→ PROBLEM DESCRIPTION
If a line in the records contains the string "name", show that line.

START THE INPUT

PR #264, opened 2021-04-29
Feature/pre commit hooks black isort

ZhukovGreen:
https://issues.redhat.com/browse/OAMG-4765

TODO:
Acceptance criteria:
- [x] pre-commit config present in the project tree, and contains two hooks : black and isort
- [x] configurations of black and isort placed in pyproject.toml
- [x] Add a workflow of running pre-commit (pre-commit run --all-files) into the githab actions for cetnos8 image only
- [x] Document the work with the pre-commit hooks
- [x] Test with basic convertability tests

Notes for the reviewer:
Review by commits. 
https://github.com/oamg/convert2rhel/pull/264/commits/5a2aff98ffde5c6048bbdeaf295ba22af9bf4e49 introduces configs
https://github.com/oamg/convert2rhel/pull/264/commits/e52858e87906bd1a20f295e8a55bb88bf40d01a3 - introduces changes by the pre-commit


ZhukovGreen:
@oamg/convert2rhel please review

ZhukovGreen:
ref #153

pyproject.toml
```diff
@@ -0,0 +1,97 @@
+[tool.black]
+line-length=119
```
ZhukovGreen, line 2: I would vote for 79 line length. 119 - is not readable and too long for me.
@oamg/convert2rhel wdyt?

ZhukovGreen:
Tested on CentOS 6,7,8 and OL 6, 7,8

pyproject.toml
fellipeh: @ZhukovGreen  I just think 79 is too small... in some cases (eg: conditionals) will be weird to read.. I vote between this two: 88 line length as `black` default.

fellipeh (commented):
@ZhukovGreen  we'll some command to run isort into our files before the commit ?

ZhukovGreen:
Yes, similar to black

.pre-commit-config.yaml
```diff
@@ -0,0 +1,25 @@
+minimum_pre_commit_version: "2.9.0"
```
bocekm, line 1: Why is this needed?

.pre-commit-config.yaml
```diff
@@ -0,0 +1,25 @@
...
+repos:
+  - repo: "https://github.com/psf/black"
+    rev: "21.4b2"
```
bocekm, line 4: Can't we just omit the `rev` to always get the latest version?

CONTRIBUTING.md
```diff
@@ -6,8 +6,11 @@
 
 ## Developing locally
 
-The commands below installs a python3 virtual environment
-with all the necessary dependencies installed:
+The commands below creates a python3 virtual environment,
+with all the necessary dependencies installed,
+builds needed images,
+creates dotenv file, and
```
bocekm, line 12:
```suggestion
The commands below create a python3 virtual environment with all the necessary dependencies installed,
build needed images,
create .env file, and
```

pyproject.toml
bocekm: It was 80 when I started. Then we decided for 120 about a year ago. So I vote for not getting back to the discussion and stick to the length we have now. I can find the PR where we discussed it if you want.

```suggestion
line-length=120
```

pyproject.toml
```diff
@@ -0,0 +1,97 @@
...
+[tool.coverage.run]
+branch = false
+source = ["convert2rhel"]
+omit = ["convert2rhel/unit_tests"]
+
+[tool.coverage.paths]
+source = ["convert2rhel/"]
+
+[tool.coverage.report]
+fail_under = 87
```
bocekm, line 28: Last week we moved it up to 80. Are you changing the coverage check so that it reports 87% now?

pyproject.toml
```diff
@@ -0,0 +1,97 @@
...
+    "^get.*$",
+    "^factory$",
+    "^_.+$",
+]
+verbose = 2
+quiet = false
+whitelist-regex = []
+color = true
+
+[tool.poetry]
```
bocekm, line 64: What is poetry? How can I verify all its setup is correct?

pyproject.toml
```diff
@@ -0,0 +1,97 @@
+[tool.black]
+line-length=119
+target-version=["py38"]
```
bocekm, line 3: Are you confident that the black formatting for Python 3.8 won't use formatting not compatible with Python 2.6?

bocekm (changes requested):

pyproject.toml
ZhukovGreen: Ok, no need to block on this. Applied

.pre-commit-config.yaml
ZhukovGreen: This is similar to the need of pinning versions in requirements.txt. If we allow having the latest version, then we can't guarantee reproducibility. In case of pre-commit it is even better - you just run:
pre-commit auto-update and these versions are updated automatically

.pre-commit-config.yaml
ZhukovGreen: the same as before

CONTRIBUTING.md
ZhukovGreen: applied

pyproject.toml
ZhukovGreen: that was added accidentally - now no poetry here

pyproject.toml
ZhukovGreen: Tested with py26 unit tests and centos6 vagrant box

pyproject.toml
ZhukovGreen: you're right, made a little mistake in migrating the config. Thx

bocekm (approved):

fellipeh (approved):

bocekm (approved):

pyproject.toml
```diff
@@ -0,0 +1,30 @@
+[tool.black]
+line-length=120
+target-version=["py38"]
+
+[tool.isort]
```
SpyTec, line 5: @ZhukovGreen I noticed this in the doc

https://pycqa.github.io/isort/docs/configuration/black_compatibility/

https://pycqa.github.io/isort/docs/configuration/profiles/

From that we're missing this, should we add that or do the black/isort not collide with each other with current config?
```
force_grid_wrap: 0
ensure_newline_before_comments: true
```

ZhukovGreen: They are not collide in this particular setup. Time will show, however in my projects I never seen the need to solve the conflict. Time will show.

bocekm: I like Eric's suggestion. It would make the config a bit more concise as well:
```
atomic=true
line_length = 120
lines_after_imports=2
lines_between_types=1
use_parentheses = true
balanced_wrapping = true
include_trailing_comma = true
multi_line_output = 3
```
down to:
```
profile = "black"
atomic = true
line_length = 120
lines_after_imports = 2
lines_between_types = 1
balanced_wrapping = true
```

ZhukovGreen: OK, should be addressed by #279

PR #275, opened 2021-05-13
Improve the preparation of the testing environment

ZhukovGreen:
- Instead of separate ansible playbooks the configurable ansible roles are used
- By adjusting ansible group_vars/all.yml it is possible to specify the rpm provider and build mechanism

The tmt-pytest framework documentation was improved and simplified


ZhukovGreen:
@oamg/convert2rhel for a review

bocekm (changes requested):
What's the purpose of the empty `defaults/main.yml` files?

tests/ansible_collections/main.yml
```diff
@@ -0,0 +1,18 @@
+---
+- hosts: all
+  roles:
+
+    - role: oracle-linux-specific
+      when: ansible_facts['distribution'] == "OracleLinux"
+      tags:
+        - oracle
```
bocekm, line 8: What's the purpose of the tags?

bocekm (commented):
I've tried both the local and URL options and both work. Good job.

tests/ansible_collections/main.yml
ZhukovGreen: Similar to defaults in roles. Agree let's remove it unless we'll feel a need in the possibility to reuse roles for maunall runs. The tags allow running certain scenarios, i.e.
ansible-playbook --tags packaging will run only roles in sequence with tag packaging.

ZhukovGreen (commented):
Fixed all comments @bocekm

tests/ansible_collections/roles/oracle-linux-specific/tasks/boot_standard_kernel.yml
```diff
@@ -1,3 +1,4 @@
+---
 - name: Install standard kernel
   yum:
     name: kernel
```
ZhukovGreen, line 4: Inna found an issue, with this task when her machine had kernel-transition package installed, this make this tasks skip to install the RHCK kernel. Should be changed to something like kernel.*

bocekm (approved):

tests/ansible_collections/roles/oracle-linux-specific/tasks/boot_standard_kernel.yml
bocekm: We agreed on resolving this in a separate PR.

END THE INPUT

→ EXERCISE RESULT
 - name: Install standard kernel
     name: kernel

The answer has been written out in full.